A high proportion of patients were cannulated by mobile ECMO units in our cohort (45%), similar to the percentage previously reported in the Extracorporeal Life Support Organization study (47%). Cannulation by mobile ECMO unit was not found associated with higher mortality, highlighting the importance of mobile ECMO program to rescue patients hospitalized outside of the referral centers as previously suggested.34  Of note, cannulation by a mobile ECMO unit was not associated with more cannula site bleeding, but more cannula site infections were observed.

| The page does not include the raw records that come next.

PR #277, opened 2014-06-09
MySQL specific features and changes

ghost:
Fulltext Index -- When changeset is created for text column with fulltext index a sql error is thrown when trying to migrate, i.e 
`event` text NOT NULL,
KEY `event` (`event`)
instead of
FULLTEXT KEY `event` (`event`)

SQL escape -- Not properly escaping single quotes for MySQL

Table Engine -- ignored or defaulted to innodb even though it should be something else.

Column Datatype -- Datatypes weren't being created properly. i.e DOUBLE as DOUBLE(22), INT maxed to INT(10) when it had been created as INT(11), etc.

Changelog specific changes and features:
Creating multiple changelog files at once -- using arg --changeLogFiles={0001.xml,0002.xml,0003.xml} and specifying in the liquibase.properties file which file gets which tables i.e
exclude_tables: { "0001.xml":["Table1","Table2"], "0003.xml":["Table3","Table4"] }
include_tables: { "0002.xml":["Table1","Table2"] }
Include takes priority over Exclude, i.e Only those tables will be dumped.


k2s:
> -- I don't remember the exact error, but I got an error reading views after I made the changes. I think it is in > liquibase-core/src/main/java/liquibase/snapshot/JdbcDatabaseSnapshot.java -- the getTables section. I >haven't had time to investigate yet.

please have look at this ticket https://liquibase.jira.com/browse/CORE-2400

ro-rah:
Hi @k2s , I see the submitter's account has been deleted, did you author this PR or know its history?

molivasdat:
Hi @k2s .  Are you still using Liquibase and need these changes?  Have they made their way into the current base or some version of them?

kataggart:
closing due to age; can reopen/open new issue as needed

PR #327, opened 2014-11-16
Merged code from the slf4j extension by Matt Bertolini, so that now it i...

cbotiza:
Merged Matt Bertolini's code from liquibase-slf4j so that slf4j logging is the default in the core.
Added logback classic as optional dependency, along with the JUL and JCL bridges.


mattbertolini:
Just found this thread. I'm with you @nvoxland. If you are going to be switching the logging setup in the 4.x line I would just use SLF4J directly.

nvoxland:
Yeah, it makes more sense. I'll do that.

Our study has several strengths. This cohort is one of the largest samples of patients supported by venovenous ECMO for COVID-19–related ARDS published to date. Second, the participating centers represented most of the ECMO sites available in France, giving this study a good representation of the ECMO activity between the end of February and September 2020. Additionally, a central system was established to coordinate national ECMO resources, allowing relocation of consoles and circuits, when needed, in the areas the most affected by the virus. Third, the wide adherence during the pre-ECMO period to known medical interventions in ARDS patient management, such as protective ventilation, prone positioning, or neuromuscular blocking agent infusions, must be emphasized. These data strengthen the fact that in our cohort, ECMO support was proposed to highly severe patients as a rescue therapy after adequate management. Fourth, the multicenter design enables generalization of the data. Finally, the database quality was regularly assessed by dedicated data managers.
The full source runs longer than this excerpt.